══ Records shown

PR #1616, opened 2024-10-23
wip: feat: add metric values to get_collections

taddes:
## Description

Add required metric values to get_collections call for metric emission

## Testing

N/A

## Issue(s)

Closes [SYNC-4441](https://mozilla-hub.atlassian.net/browse/SYNC-4441).

### DIFF
--- a/syncserver/src/web/handlers.rs
+++ b/syncserver/src/web/handlers.rs
@@ -3,7 +3,9 @@ use std::collections::HashMap;
 use std::convert::Into;
 use std::time::{Duration, Instant};
 
+use crate::server::user_agent::get_device_info;
 use actix_web::{http::StatusCode, web::Data, HttpRequest, HttpResponse, HttpResponseBuilder};
+use http::header;
 use serde::Serialize;
 use serde_json::{json, Value};
 use syncserver_common::{X_LAST_MODIFIED, X_WEAVE_NEXT_OFFSET, X_WEAVE_RECORDS};
@@ -32,6 +34,15 @@ pub async fn get_collections(
     db_pool: DbTransactionPool,
     request: HttpRequest,
 ) -> Result<HttpResponse, ApiError> {
+    let _hashed_fxa_uid = String::from(&meta.user_id.hashed_fxa_uid);
+    let _user_agent = request
+        .headers()
+        .get(actix_http::header::USER_AGENT)
+        .unwrap()
+        .to_str();
+
+    let _device_info = get_device_info(_user_agent?);
+
     db_pool
         .transaction_http(request, |db| async move {
             meta.emit_api_metric("request.get_collections");


syncserver/src/web/handlers.rs
```diff
@@ -32,6 +33,15 @@ pub async fn get_collections(
     db_pool: DbTransactionPool,
     request: HttpRequest,
 ) -> Result<HttpResponse, ApiError> {
+    let _hashed_fxa_uid = String::from(&meta.user_id.hashed_fxa_uid);
+    let _user_agent = request
+        .headers()
+        .get("USER_AGENT")
```
pjenvey, line 39: prefer the constant in `actix_web::http::header`
```suggestion
        .get(header::USER_AGENT)
```

syncserver/src/web/handlers.rs
```diff
@@ -32,6 +33,15 @@ pub async fn get_collections(
     db_pool: DbTransactionPool,
     request: HttpRequest,
 ) -> Result<HttpResponse, ApiError> {
+    let _hashed_fxa_uid = String::from(&meta.user_id.hashed_fxa_uid);
```
pjenvey, line 36: This line likely changing anyway but if a copy's actually needed `.clone()` is more idiomatic

syncserver/src/web/handlers.rs
```diff
@@ -32,6 +33,15 @@ pub async fn get_collections(
...
+    let _user_agent = request
+        .headers()
+        .get("USER_AGENT")
+        .map(|header| header.to_str().unwrap_or("none"))
```
pjenvey, line 40: I'll always argue `and_then` w/ `ok` is worth doing in cases like these so you don't have to duplicate the final `unwrap_or` case
```suggestion
        .and_then(|header| header.to_str().ok())
```

syncserver/src/web/handlers.rs
taddes: I was thinking when I wrote this that I should use the enum 👍

syncserver/src/web/handlers.rs
taddes: Funny enough I talked to @linabutler abut this and she suggested the same, better pattern for sure.

taddes:
There's more I could do here with piping to STDOUT and testing that @pjenvey , but I don't think it makes sense since it would be an intermediate step with the Glean stuff coming up soon. We'll just pass the values to the individual metric payloads.

Let me know if you think this needs anything more in the interim before we add the Glean logic.

syncserver/src/web/handlers.rs
```diff
@@ -32,6 +37,15 @@ pub async fn get_collections(
     db_pool: DbTransactionPool,
     request: HttpRequest,
 ) -> Result<HttpResponse, ApiError> {
+    let _hashed_fxa_uid: String = meta.user_id.hashed_fxa_uid.clone();
```
jrconlin, line 40: A bit of a nit: Since these are prelude values that we're fetching, can we add a comment noting why we're cloning values we're immediately discarding? 
(That or we could add a comment as well as the commented prelude code, but I know that some folk are not fans of commented code blocks.)

taddes: Sure, I can add a comment but this will go away right away as these are prefaced with `_` so clippy doesn't get mad. I want everything in place so that we can pass these into the glean code.

jrconlin: Yep, totally understandable. 
One thing that @pjenvey drilled into my thick head was to make sure that each commit can "stand alone". Basically, if you were to run away to join the circus, could we figure out what you were doing six months from now?

It's surprisingly effective.

taddes: Absolutely, that's a good rule to live by. Done. Let me know if the comment looks good for the interim.

jrconlin (approved):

════

- **Exercise prompt**:
When a line in the records holds the string "jrconlin", copy that line.

- **Result of this exercise**:
jrconlin, line 40: A bit of a nit: Since these are prelude values that we're fetching, can we add a comment noting why we're cloning values we're immediately discarding? 
jrconlin: Yep, totally understandable. 
jrconlin (approved):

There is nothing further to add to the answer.